Am I the only one who wonders why all of the messages in this thread are written in a secret code??

I might be able to offer something intelligent to the original question if I could figure what in Hell you guys are talking about.

CA, BB, and BLO are things I can understand, but asking their meaning is a common beginners question. You are starting to lose me after that. I think MM means MicroMesh? I am beginning to recognize TSW, and RW as having something to do with wax. BEB took me awhile, and I think that is Box Elder Burl??

But what are MCBSS and HGCCWBL??


----------



## wood-of-1kind (Jan 10, 2006)

Glad you said it Russ, I was beginning to feel that this lil' Canadian has lost the ability to comprehend the American 'linguistos' that are roaming free on this site.[]


----------



## AirportFF (Jan 10, 2006)

> _Originally posted by RussFairfield_
> <br />Am I the only one who wonders why all of the messages in this thread are written in a secret code??

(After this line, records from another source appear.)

PR #5220, opened 2026-08-27
feat: fetch apps and collaborators (WPB-25747)

sbakhtiarov:
https://wearezeta.atlassian.net/browse/WPB-25747

https://wearezeta.atlassian.net/browse/WPB-25747
----

# What's new in this PR?

### Issues

The Apps search relied on locally cached users, which can be incomplete for teams with more than 2,000 members. This could incorrectly show an empty Apps page even though apps were available.

### Solutions

Refresh apps once when the Apps page is opened and wait for the refresh before resolving the initial empty-query results. Subsequent searches use the refreshed local cache without repeating the synchronization.
If refreshing fails, log the failure and continue using the existing cached apps.

When apps are disabled for the conversation, render the disabled-state content directly without creating the Apps ViewModel or making network requests. The legacy services flow remains unchanged.

### DIFF
--- a/core/search/src/main/kotlin/com/wire/android/search/apps/EmptySearchDisabledByConversationContent.kt
+++ b/core/search/src/main/kotlin/com/wire/android/search/apps/EmptySearchDisabledByConversationContent.kt
@@ -17,15 +17,12 @@
  */
 package com.wire.android.search.apps
 
-import androidx.compose.foundation.layout.Arrangement
-import androidx.compose.foundation.layout.Column
-import androidx.compose.foundation.layout.fillMaxWidth
+import androidx.compose.foundation.layout.Box
+import androidx.compose.foundation.layout.fillMaxSize
 import androidx.compose.foundation.layout.padding
-import androidx.compose.foundation.layout.wrapContentHeight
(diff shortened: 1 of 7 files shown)


yamilmedina (approved):

core/search/src/main/kotlin/com/wire/android/search/apps/EmptySearchDisabledByConversationContent.kt
```diff
@@ -35,13 +32,10 @@ import com.wire.android.ui.theme.wireTypography
...
         modifier = modifier
-            .fillMaxWidth()
-            .wrapContentHeight()
+            .fillMaxSize()
             .padding(dimensions().spacing16x),
-        horizontalAlignment = Alignment.CenterHorizontally,
-        verticalArrangement = Arrangement.Center,
     ) {
         Text(
             text = stringResource(R.string.search_results_apps_empty_description_disabled_for_conversation),
```
ohassine, line 41: the new Box doesn't specify any alignment, the text will move to the top-start. we could use contentAlignment = Alignment.Center here

ohassine (approved):

PR #5221, opened 2026-08-27
refactor(content): add common asset models

MohamadJaara:
## Intent
Move shared asset identity and app-private file state behind KMP-safe models without pulling Android APIs into common code.

## Changes
- add focused content KMP contracts for prepared assets, opaque external references, portable platform results, and naming policy
- split Android URI navigation wrappers from the common prepared-asset model
- replace app-private File and Path state in affected ViewModels with okio.Path and the existing KaliumFileSystem where practical
- keep URI parsing and WireActivityViewModel at the Android edge

## Scope
The current develop inventory still contains all 19 directly affected ViewModels. This first layer introduces only the shared models and filesystem state needed by later PRs.

### DIFF
--- a/app/build.gradle.kts
+++ b/app/build.gradle.kts
@@ -213,6 +213,7 @@ dependencies {
     implementationWithCoverage(projects.core.di)
     implementationWithCoverage(projects.core.media)
     implementationWithCoverage(projects.core.mediaPlayer)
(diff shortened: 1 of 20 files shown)


MohamadJaara:
Closing because this stack belongs in wireapp/wire-prism.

I have to agree with you on that. Once I get to a thread that has me totally perplexed, I figure that the subject is just too deep for me and move on.[8)]


----------



## Mac In Oak Ridge (Jan 10, 2006)

Ahhhh.....my point has been taken.  

MCBSS =  Mylands Cellulose Base Sanding Sealer
HGCCWBL = High Gloss Crystal Coat Water Base lacquer
MM = Micromesh
12M = 12,000

I find wading through a bunch of initals quite distracting, stopping to try and translate what someone was thinking when they were posting.  I have left many threads totaly perplexed myself.


----------



## RussFairfield (Jan 10, 2006)

Thanks for clearing that up.

I just don't read messages that I have to solve a riddle to read it.


----------



## Skye (Jan 10, 2006)

We need a sticky with the most commonly used abreviations. It would help people like myself a lot.


----------



## Old Griz (Jan 11, 2006)

> _Originally posted by Skye_
> <br />We need a sticky with the most commonly used abreviations. It would help people like myself a lot.

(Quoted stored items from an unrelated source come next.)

PR #5226, opened 2026-08-27
fix(sharing): preserve trusted caller validation [WPB-8645]

MohamadJaara:

## Goal

Keep public shares containing Wire FileProvider URIs gated by the verified sender throughout activity intent handling.

## Repro

1. Keep Wire running so its singleTask activity receives a share through onNewIntent.
2. Share a Wire FileProvider URI into the app.
3. On Android 15 or newer, replacing the activity intent drops the verified ComponentCaller.
4. Intent queueing also loses the caller validation result before the early deep-link security check runs.

## Change

- Preserve the current ComponentCaller when replacing an intent on Android 15 and newer.
- Capture caller validation when each intent is received and carry it through the intent coordinator.
- Pass the captured result into the existing early deep-link rejection check.
- Keep the import-screen validation as a second security check.
- Use the shared Android-version capability boundary for inbound validation.

## Security behavior

- Android 14 and older continue treating Wire-provider public shares as untrusted.
- Android 15 and newer require the verified caller to hold the URI read grant.
- External provider URIs keep their existing behavior.

## Coverage

Regression coverage verifies Android 14 rejection, Android 15 grant acceptance and denial, caller preservation, per-intent queueing, and both existing validation layers.


yamilmedina (approved):
nice fix! I think this is why sharing logs to wire does not work now 🤔

ohassine (approved):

Actually, we need people to STOP using uncommon abreviations so that the new people on the site can understand what is going on..
I have been around here almost from the beginning and was totally lost on this thread... how do you think a newbie feels... 
Certain abreviations have become part of our vocabulary... BOW=Bethlehem Olive Wood, BLO=Boiled Linseed Oil, etc... but some of the abreviations that come up are just out and out too hard to figure.
I am getting too old and feeble minded to do that.. [][]


----------



## penhead (Jan 11, 2006)

Gee, and I thought it was a secret code  you guys were using to avoid mods..


(just kidding[}][][][])


----------



## HuskyDriver (Jan 11, 2006)

> _Originally posted by Old Griz_
> <br />
> 
> 
> ...



I totally agree.  I would hate to have to keep going back to a sticky to look up an abreviation then go back to the postJust my 2 cents worth.

Greg


----------



## Murphy (Jan 11, 2006)

Hey, maybe we could start a secret cult within IAP ( that's International Association of Penturners) and just make up a bunch of initials that really don't mean anything.  Then everyone who is involved in this new cult can start up new forms like:
eg - lets use btph to finsh on our gpsz and therefore end up with a opgr. 
 It really won't mean anything and if you are a member you will know this but it might just stump the hell out of everyone else like most of these initials do to me all the time.[}]


----------